You can’t immediately jump from “0 out, 0 on” to “2 out, bases loaded”. You have to go through intermediate states first.
So you have state transition rules like this:
“0 out, 0 on” => “0 out, 0 on”
“0 out, 0 on” => “0 out, runner on 1st”
“0 out, 0 on” => “0 out, runner on 2nd”
“0 out, 0 on” => “0 out, runner on 3rd”
“0 out, 0 on” => “1 out, 0 on”
You do NOT have rules like this:
“0 out, 0 on” => “2 out, bases loaded”
Suppose you moved from the “0 out, 0 on” state to the “1 out, 0 on” state. From there, you can move on to the following states, and only these states:
1 out, 0 on (batter homered)
1 out, runner on 1st
1 out, runner on 2nd
1 out, runner on 3rd
2 out, 0 on
Chomsky’s linguistics innovation is to use automata theory for natural languages. Let’s explore that.
Just like you started the inning in the “0 out, 0 on” state, you also begin your sentence in a certain state. Suppose you start a sentence with an article, like the word “The”. Let’s call that the “Article state.”
There are rules which govern what kind of “word state” can follow this “Article state”. Some examples:
You can say “The fox”.
You can say “The quick” (as in “the quick fox”)
You can’t say “The the” (music groups aside).

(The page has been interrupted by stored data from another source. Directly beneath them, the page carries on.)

PR #263, opened 2021-07-11
Disable aio in config if it doesn't start on system

### LINKED ISSUE #257: Cache AIO availability check results
Currently, AIO availability check is performed for every blob. This is redundant and it is better to check once and then reuse its results

Justarone:
Closes #257

### DIFF
--- a/bob-common/src/configs/node.rs
+++ b/bob-common/src/configs/node.rs
@@ -6,6 +6,7 @@ use super::{
 use crate::data::DiskPath;
 use futures::Future;
 use humantime::Duration as HumanDuration;
+use std::sync::{Arc, Mutex};
 use std::{
     cell::{Ref, RefCell},
     env::VarError,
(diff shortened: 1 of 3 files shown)


bob-common/src/configs/node.rs
```diff
@@ -233,7 +234,7 @@ pub struct Pearl {
     #[serde(default = "Pearl::default_hash_chars_count")]
     hash_chars_count: u32,
     #[serde(default = "Pearl::default_enable_aio")]
-    enable_aio: bool,
+    enable_aio: Arc<Mutex<bool>>,
```
ikopylov, line 237: Why not `AtomicBool`? It should be faster than `Mutex`

idruzhitskiy:
LGTM

bob-common/src/configs/node.rs
```diff
@@ -6,15 +6,20 @@ use super::{
...
     cell::{Ref, RefCell},
     env::VarError,
     fmt::Debug,
     net::SocketAddr,
+    sync::atomic::AtomicBool,
     time::Duration,
 };
 use tokio::time::sleep;
 
+const AIO_FLAG_ORDERING: Ordering = Ordering::SeqCst;
```
ikopylov, line 21: Too strict. In this case, a relaxed order is sufficient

You can’t say “The jumped”
You can’t say “The quickly”
You can’t say “The of”
So English has state transition rules that look like this:
Article state => Noun state
Article state => Adjective state
But no rules like this:
Article state => Article state
Article state => Verb state
Article state => Adverb state
Article state => Preposition state
Just like you can’t directly go from “0 out, 0 on” to “2 out, bases loaded” in baseball, you can’t go directly from the “Article State” to a verb, adverb, preposition, or another article. You have follow it with either an adjective or a noun. From there, the “Adjective state” and the “Noun state” will have their own rules about what states can follow.
Formal grammars
Formal grammars are how scientists express rules for these automata. It’s usually written in a form like this:
S -> AB
which means that S (whatever S is) can be replaced with the sequence “A (whatever A is) followed by B (whatever B is)”.
Let’s look at an example:
NounPhrase -> Article Noun
This means we’ve defined a NounPhrase as an “Article” followed by a “Noun”. What’s an Article?
Article -> {the, a}
We’ve defined an “Article” as one of two words: “the” or “a”. What’s a Noun?
Noun -> {pig, dog, bat, base, pitcher, catcher}
We’ve defined “Noun” as one of these six words.
So with these three grammar rules, we can substitute to create 12 valid NounPhrases:
the pig
the dog
the bat
the base
the pitcher
the catcher
a pig
a dog
a bat
a base
a pitcher
a catcher
Now obviously, natural languages are much more complex than this, but these are the basic building blocks you use to describe any language.
Since you can describe baseball using such formal grammar, the game of baseball is, by this definition, a language. It’s no wonder writers love baseball so.